To test the behavior, run the previous examples with the –use-container option. No additional changes are needed.

Using your own base build images for creating custom runtimes

When you are targeting a non-supported Lambda runtime, such as a non-LTS Java version or natively compiled GraalVM native images, you can create your own build image with the necessary dependencies installed.

For example, to build a native image with GraalVM, you must have GraalVM and the native image tool installed when building your application.

To create a custom image:

  1. Create a Dockerfile with the needed dependencies:
    #Use the official AWS SAM base image or Amazon Linux 2 as a starting point
    FROM public.ecr.aws/sam/build-java11:latest-x86_64
    
    #Install GraalVM dependencies
    ENV GRAAL_VERSION 22.2.0
    ENV GRAAL_FOLDERNAME graalvm-ce-java11-${GRAAL_VERSION}
    ENV GRAAL_FILENAME graalvm-ce-java11-linux-amd64-${GRAAL_VERSION}.tar.gz
    RUN curl -4 -L https://github.com/graalvm/graalvm-ce-builds/releases/download/vm-22.2.0/graalvm-ce-java11-linux-amd64-22.2.0.tar.gz | tar -xvz
    RUN mv $GRAAL_FOLDERNAME /usr/lib/graalvm
    RUN rm -rf $GRAAL_FOLDERNAME
    
    #Install Native Image dependencies
    RUN /usr/lib/graalvm/bin/gu install native-image
    RUN ln -s /usr/lib/graalvm/bin/native-image /usr/bin/native-image
    RUN ln -s /usr/lib/maven/bin/mvn /usr/bin/mvn
    
    #Set GraalVM as default
    ENV JAVA_HOME /usr/lib/graalvm
    
  2. Build your image locally or upload it to a container registry:
    docker build . -t sam/custom-graal-image
  3. Use AWS SAM build with the build image argument to provide your custom image:
    sam build --use-container --build-image sam/custom-graal-image

You can find the source code and an example Dockerfile, Makefile, and pom.xml for GraalVM native images in the GitHub repo.

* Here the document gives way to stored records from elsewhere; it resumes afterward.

PR #3526, opened 2021-09-24
ENH: Particle reader cleanup

matthewturk:
This is supposed to be a no-op set of changes to the particle readers.  It is in support of #3511 , so that we can keep moving forward with it with minimal changes in the medium term and to lighten the review.

Ideally, if the tests pass, this should be able to go in -- we've been testing here locally but there may be unforeseen consequences.  The type annotations should be compatible with currently supported versions of python.

Future work will happen in another, manageable pull request, and will include moving some of the IO handling for particles into the `ParticleFile` subclasses, but largely keeping the API for the io handler the same, while eliminating duplicated code.


yt/data_objects/static_output.py
```diff
@@ -1879,7 +1880,13 @@ def _reconstruct_ds(*args, **kwargs):
 
 
 @functools.total_ordering
-class ParticleFile:
+class ParticleFile(abc.ABC):
+    filename: str
+    file_id: int
+    start: int = None
+    end: int = None
+    total_particles: ParticleTypeSizes = None
```
neutrinoceros, line 1888: These won't type check, you need to `from typing import Optional`
```suggestion
    start: Optional[int] = None
    end: Optional[int] = None
    total_particles: Optional[ParticleTypeSizes] = None
```
furthermore, it looks to me that the underlying logic can be simplified a lot in `__init__`. `start` doesn't need a `None` default value, the real default is `0`, right now it's equivalent but with extra steps.

yt/frontends/adaptahop/io.py
```diff
@@ -50,7 +50,7 @@ def _read_particle_coords(self, chunks, ptf):
             if pcount == 0:
                 continue
             pos = self._get_particle_positions()
-            yield ptype, [pos[:, i] for i in range(3)]
+            yield ptype, [pos[:, i] for i in range(3)], 0.0
```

When you use the official AWS SAM build images as a base image, you have all the necessary tooling such as Maven, Java11 and the Lambda builders installed. If you want to use a more customized approach and use a different base image, you must install these dependencies.

For an example, check the GraalVM with Java 17 cookiecutter template. In addition, there are multiple additional components involved when building custom runtimes, which are outlined in “Build a custom Java runtime for AWS Lambda”.

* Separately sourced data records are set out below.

PR #3530, opened 2021-09-27
ENH: rewrite backports from Python std lib in a fashion that can be automatically cleaned up with pyupgrade

neutrinoceros:
## PR Summary
Title.
With the latest version of pyupgrade (that we already use as part of our pre-commit hooks),
"versioned code branches" attached to specific versions of Python 3 will now be cleaned up automatically, making their technical debt effectively 0, but they have to include an `else` statement.

see https://github.com/asottile/pyupgrade/pull/530

### DIFF
--- a/yt/geometry/geometry_handler.py
+++ b/yt/geometry/geometry_handler.py
@@ -16,6 +16,24 @@ from yt.utilities.parallel_tools.parallel_analysis_interface import (
 )
 
 
+def cached_chunk_property(func):
+    n = f"_{func.__name__}"
+
+    def cached_func(self):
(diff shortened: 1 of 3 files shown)


neutrinoceros:
didn't expect this to break. Will fix later

neutrinoceros:
This won't work, the implementation we have for `cached_property` is *not* a back port of functools.cached_property and is not even compatible with it. Fixing this is not worth the required time for it atm, imo.

matthewturk:
If I am reading it correctly, I added cached property myself.  Should we just change its name to avoid ambiguity with stdlib?

neutrinoceros:
That would be a good idea IMO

To avoid providing the command line options on every build, include them in the samconfig.toml file:

[default.build.parameters]
use_container = true
build_image = ["public.ecr.aws/sam/build-java11:latest-x86_64"]

For additional information, refer to the official AWS SAM CLI documentation.

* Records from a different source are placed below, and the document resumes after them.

Issue #3529, opened 2021-09-27
BUG: incorrect default plot limits in spherical coordinates


neutrinoceros:
### Bug report

**Bug summary**
Spherical data is incorrectly framed by default in SlicePlot and ProjectionPlot

**Code for reproduction**

```python
import yt

ds = yt.load_sample("bw_spherical_2d", unit_system="code")
p = yt.SlicePlot(ds, "phi", "density")
p.save("/tmp/raw.png")

# zooming out to reveal the actual extension of the domain
p.zoom(0.5)
p.save("/tmp/zoom_out.png")
```

**Actual outcome**

![raw](https://user-images.githubusercontent.com/14075922/134873845-9a75402d-2b7a-48f7-a1d1-cc5f661bc3ed.png)
![zoom_out](https://user-images.githubusercontent.com/14075922/134873852-c39b06ae-0d09-496b-a34c-cefb5e4f5e41.png)

**Expected outcome**
Vertical limits of the plot should include the whole domain. Horizontal limits also seem buggy here as the frame is *larger* than needed.

neutrinoceros:
Actually it's not just phi-normal slices that are broken, in fact spherical slicing is broken in all three directions.
For demonstration, here's a generalised version of my example above
```python
import yt

ds = yt.load_sample("bw_spherical_2d", unit_system="code")

for normal in ("theta", "phi", "r"):
    p = yt.SlicePlot(ds, normal, "density")
    p.save(f"/tmp/{normal}.png")
```
![theta](https://user-images.githubusercontent.com/14075922/135416056-8eb87be8-b0f0-424c-bf50-2fd505d1acb7.png)
expected: correct framing
![phi](https://user-images.githubusercontent.com/14075922/135416074-bbb3b29c-57ec-4194-88c2-08a8ae9c48dc.png)
expected: correct framing
![r](https://user-images.githubusercontent.com/14075922/135416156-84a9c3bd-38a0-47e7-9952-a6d55ab4b295.png)
expected: image should be rotated. Axes and their respective limits seem correct but every pixel is misplaced.

PR #3533, opened 2021-09-27
BUG: fix incorrect default limits for slice plots along curvilinear directions (phi, theta)

neutrinoceros:
## PR Summary
addresses #3529 for the phi and theta cases
TODO:
- [x] fix "phi" slices
- [x] fix "theta" slices
- [x] cleanup

Here's the result from #3529's script with this branch:
fix_2

### DIFF
--- a/yt/geometry/coordinates/spherical_coordinates.py
+++ b/yt/geometry/coordinates/spherical_coordinates.py
@@ -1,8 +1,15 @@
+import sys
+
 import numpy as np
 
 from yt.utilities.lib.pixelization_routines import pixelize_aitoff, pixelize_cylinder
 
 from .coordinate_handler import CoordinateHandler, _get_coord_fields, _unknown_coord
+
+if sys.version_info >= (3, 8):
+    from functools import cached_property
+else:
+    from yt._maintenance.backports import cached_property
 
 
 class SphericalCoordinateHandler(CoordinateHandler):
@@ -285,7 +292,8 @@ class SphericalCoordinateHandler(CoordinateHandler):
     def period(self):
         return self.ds.domain_width
 
-    def _get_poloidal_bounds(self):
+    @cached_property
+    def _poloidal_bounds(self):
         ri = self.axis_id["r"]
         ti = self.axis_id["theta"]
         rmin = self.ds.domain_left_edge[ri]
@@ -323,7 +331,8 @@ class SphericalCoordinateHandler(CoordinateHandler):
 
         return Rmin, Rmax, zmin, zmax
 
-    def _get_conic_bounds(self):
+    @cached_property
+    def _conic_bounds(self):
         ri = self.axis_id["r"]
         pi = self.axis_id["phi"]
         rmin = self.ds.domain_left_edge[ri]
@@ -375,12 +384,12 @@ class SphericalCoordinateHandler(CoordinateHandler):
         if name == "r":
             display_center = center
         elif name == "theta":
-            xxmin, xxmax, yymin, yymax = self._get_conic_bounds()
+            xxmin, xxmax, yymin, yymax = self._conic_bounds
             xc = (xxmin + xxmax) / 2
             yc = (yymin + yymax) / 2
             display_center = (xc, 0 * xc, yc)
         elif name == "phi":
-            Rmin, Rmax, zmin, zmax = self._get_poloidal_bounds()
+            Rmin, Rmax, zmin, zmax = self._poloidal_bounds
             xc = (Rmin + Rmax) / 2
             yc = (zmin + zmax) / 2
             display_center = (xc, yc)
@@ -398,12 +407,12 @@ class SphericalCoordinateHandler(CoordinateHandler):
         elif name == "theta":
             # Remember, in spherical coordinates when we cut in theta,
             # we create a conic section
-            xxmin, xxmax, yymin, yymax = self._get_conic_bounds()
+            xxmin, xxmax, yymin, yymax = self._conic_bounds
             xw = xxmax - xxmin
             yw = yymax - yymin
             width = [xw, yw]
         elif name == "phi":
-            Rmin, Rmax, zmin, zmax = self._get_poloidal_bounds()
+            Rmin, Rmax, zmin, zmax = self._poloidal_bounds
             xw = Rmax - Rmin
             yw = zmax - zmin
             width = [xw, yw]


neutrinoceros:
My current solution works for the exact dataset that I wrote the test for, however it is correct in the general case. What's missing is a way to calculate the min and max for elevation (z) and algebraic cylindrical radius R, composing only with left and right edges of the domain.

neutrinoceros:
Got a much more general solution for the phi-oriented case:

lol

Now there's the issue of duplicated code, but I'll deal with that when I get every case to work (including theta-oriented plots)

neutrinoceros:
I think I got the the right approach now

neutrinoceros:
While I was at it, I also fixed boxing in the "theta"-oriented case
```python
import yt

ds = yt.load_sample("bw_spherical_2d", unit_system="code")
p = yt.SlicePlot(ds, "theta", "density")
p.save("/tmp/raw.png")
```
main branch:

raw


this branch:
raw


Now I need to come back one more time to clean up this messy code before I can open this to review

neutrinoceros:
I'm having a rough time figuring out how to fix the "theta-normal" case. In my previous comment, I noted that axis ticks were x/y inverted, despite the width and centre being correctly computed and the overall result being correct (maybe not the aspect, but well, that would be another sign of a single problem).
I think it way have something to do with :
- the fact that `SphercialCoordinateHandler._sanitize_center` returns a tuple (`display_center`) with 3 elements instead of 2, the second one being completely unimportant except for the fact that something else downstream looks for a third element
- the definitions of `SphericalCoordinateHandler._x_pairs` (`.y_pairs` respectively) which don't look easy to retro-engineer. I think they are supposed to be "right-handed" and "left-handed" direction pairs but that assumption doesn't hold, and I really don't get how they are currently written.
@matthewturk , you seem to be the most recent contributor here, any chance you would spot something terribly wrong here ? (or maybe provide some insight on how those pairs are defined ?)
https://github.com/yt-project/yt/blob/c531b73cac1fef014f936ce6e898d4c61c80dc82/yt/geometry/coordinates/spherical_coordinates.py#L273

neutrinoceros:
I found a pretty ugly hack that fixes the issue:
theta

I'm really not found of the current solution as a maintainer, but it seems valuable (maybe not *viable*) if it works. On the user side I don't have any complaints left so I'll open this to review and hope for the best, maybe we can sort this out.

neutrinoceros:
Alright, figured out the last (fatal) issue I had with my Idefix dataset came from some floating point truncation in a case where the domain right edge in the azimuthal direction was supposed to be 2 PI, so I added a small tolerance margin, large enough for single precision

Here's the plot for this dataset with yt's main branch
good_boy

and this branch
good_boy

neutrinoceros:
So I've simplified this as much as I could but I wasn't able to fix the r-case. Still this PR fixes 2/3 of the problematic cases reported in #3529 so I'm going to open it for review.

yt/geometry/coordinates/spherical_coordinates.py
```diff
@@ -158,6 +158,14 @@ def pixelize(
                 data_source, field, bounds, size, antialias, dimension, periodic
             )
         elif name in ("theta", "phi"):
+            if name == "theta":
+                # This is admittetly a very hacky way to resolve a bug
```
matthewturk, line 162:
```suggestion
                # This is admittedly a very hacky way to resolve a bug
```

yt/geometry/coordinates/spherical_coordinates.py
```diff
@@ -158,6 +158,14 @@ def pixelize(
...
+                # it's very likely that the *right* fix would have to
+                # be applied upstream of this function, *but* this case
+                # has never worked properly so maybe it's still preferable to
+                # not having a solution ?
+                # see https://github.com/yt-project/yt/pull/3533
+                bounds = (*bounds[2:4], *bounds[:2])
```
matthewturk, line 168: Your comment makes me think that we need to have a discussion about moving some of these functions around a bit.  It seems that you've likely already come up to speed on what everything does and would be a good person to speculate about potential refactorings that touch the coordinate handlers.  Could we set up a time to chat?

yt/geometry/coordinates/spherical_coordinates.py
```diff
@@ -277,27 +285,105 @@ def image_axis_name(self):
...
+        thetamin = self.ds.domain_left_edge[ti]
+        thetamax = self.ds.domain_right_edge[ti]
+        corners = [
+            (rmin, thetamin),
+            (rmin, thetamax),
+            (rmax, thetamin),
+            (rmax, thetamax),
+        ]
+
+        def to_poloidal_plane(r, theta):
```
matthewturk, line 302: should this be defined externally?  or as a method?

yt/geometry/coordinates/spherical_coordinates.py
```diff
@@ -277,27 +285,105 @@ def image_axis_name(self):
...
+        thetamax = thetamax.d
+
+        Rmin = min(R for R, z in cylindrical_corner_coords)
+
+        if thetamin <= np.pi / 2 <= thetamax:
+            Rmax = rmax
+        else:
+            Rmax = max(R for R, z in cylindrical_corner_coords)
+
+        zmin = min(z for R, z in cylindrical_corner_coords)
```
matthewturk, line 321: Would it be possible to consolidate this and the `Rmin` calculation into a set of by-axis min/max numpy call?

yt/geometry/coordinates/spherical_coordinates.py
```diff
@@ -277,27 +285,105 @@ def image_axis_name(self):
...
         name = self.axis_name[axis]
         if name == "r":
             display_center = center
         elif name == "theta":
-            display_center = (
-                0.0 * display_center[0],
-                0.0 * display_center[1],
-                0.0 * display_center[2],
-            )
+            xxmin, xxmax, yymin, yymax = self._get_conic_bounds()
```
matthewturk, line 378: Since the results of this function never change, couldn't we pre-compute them at initialization and make them properties?  That would work well with a baseclass-level attribute.

matthewturk (commented):
Thank you for doing this.  Some comments...

yt/geometry/coordinates/spherical_coordinates.py
neutrinoceros: Actually I went with a very dumb approach of touching everything in a sensible way until something worked. Now I wouldn't say I was able to understand most of it, and I don't think I would be in a position to champion such a refactor, but _yes_, let's set up a time to discuss that over zoom :)

yt/geometry/coordinates/spherical_coordinates.py
neutrinoceros: I wrote it as a method initially but it felt a little awkward since it's really only meant as a small helper function. Because its use is so narrow I figured I might as well keep it in the only place it's ever going to be used so as to keep the code tidier. What would be the benefits of keeping it separated ?

yt/geometry/coordinates/spherical_coordinates.py
neutrinoceros: do we need to have them exposed ? I feel like bare hidden attributes would do the job just as well.

neutrinoceros: Turns out it's not that trivial to run the computation once and for all at init because at that moment, `self.ds.domain_left_edge` is a pure numpy.ndarray instead of a unyt_array, which then causes issue downstream breaking the plot. I don't think I would be able to clean this up without a much deeper refactor.

neutrinoceros: and to be clear I'm not proposing that we do such a refactor, or at least not in this PR.

yt/geometry/coordinates/spherical_coordinates.py
neutrinoceros: hum. Actually, and this may be fatigue speaking but it seems to me that turning these into numpy operations would make the code a lot harder to read and maintain for a very negligible performance gain.

yt/geometry/coordinates/spherical_coordinates.py
matthewturk: Oh, yeesh, yes, OK.  Good point.

yt/geometry/coordinates/spherical_coordinates.py
matthewturk: Sounds good!

neutrinoceros:
@matthewturk I've backported `functools.cached_property` from Python 3.8 to help mitigate your concerns about running the exact same computations multiple times.
I also added a test but I'm not 100% convinced it will check what I want.

neutrinoceros:
@yt-fido test this please

matthewturk:
Just to be clear, my concerns were not articulated as well as I'd like. I am not really concerned about the performance impact as much as just the conceptual nature of it being a singly-calculated item that could be done just once.

neutrinoceros:
yup, agreed that it didn't make much sense. Now, as a bonus, we'll be able to start using cached_property before we even drop python 3.7, yay.

Xarthisius:
@yt-fido test this please

Xarthisius:
@yt-fido test this please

Deploying the application without building with AWS SAM

There might be scenarios where you do not want to rely on the build process offered by AWS SAM. For example, when you have highly customized or established build processes, or advanced dependency caching or visibility requirements.

In this case, you can still use the AWS SAM CLI commands such as sam local and sam deploy. But you must point your CodeUri property directly to the pre-built artifact (instead of the source code directory):

HelloWorldFunctionSkipBuild:
  Type: AWS::Serverless::Function
  Properties:
    CodeUri: HelloWorldFunction/target/HelloWorld-1.0.jar
    Handler: helloworld.App::handleRequest

In this case, there is no need to use the sam build command, since the build logic is outside of AWS SAM CLI:

Build process

Here, the sam build command fails because it looks for a source folder to build the application. However, there might be cases where you have a mixed setup that includes some functions that point to pre-built artifacts and others that are built by AWS SAM CLI. In this scenario, you can mark those functions to explicitly skip the build process by adding the following SkipBuild flag in the Metadata section of your resource definition:

HelloWorldFunctionSkipBuild:
  Type: AWS::Serverless::Function
  Properties:
    CodeUri: HelloWorldFunction/target/HelloWorld-1.0.jar
    Handler: helloworld.App::handleRequest
    Runtime: java11
  Metadata:
    SkipBuild: True

Conclusion

This blog post shows how to build Java applications with the AWS SAM CLI. You learnt about the default build mechanisms, and how to customize the build behavior and abstract the build process inside a container environment. Visit the GitHub repository for the example code templates referenced in the examples.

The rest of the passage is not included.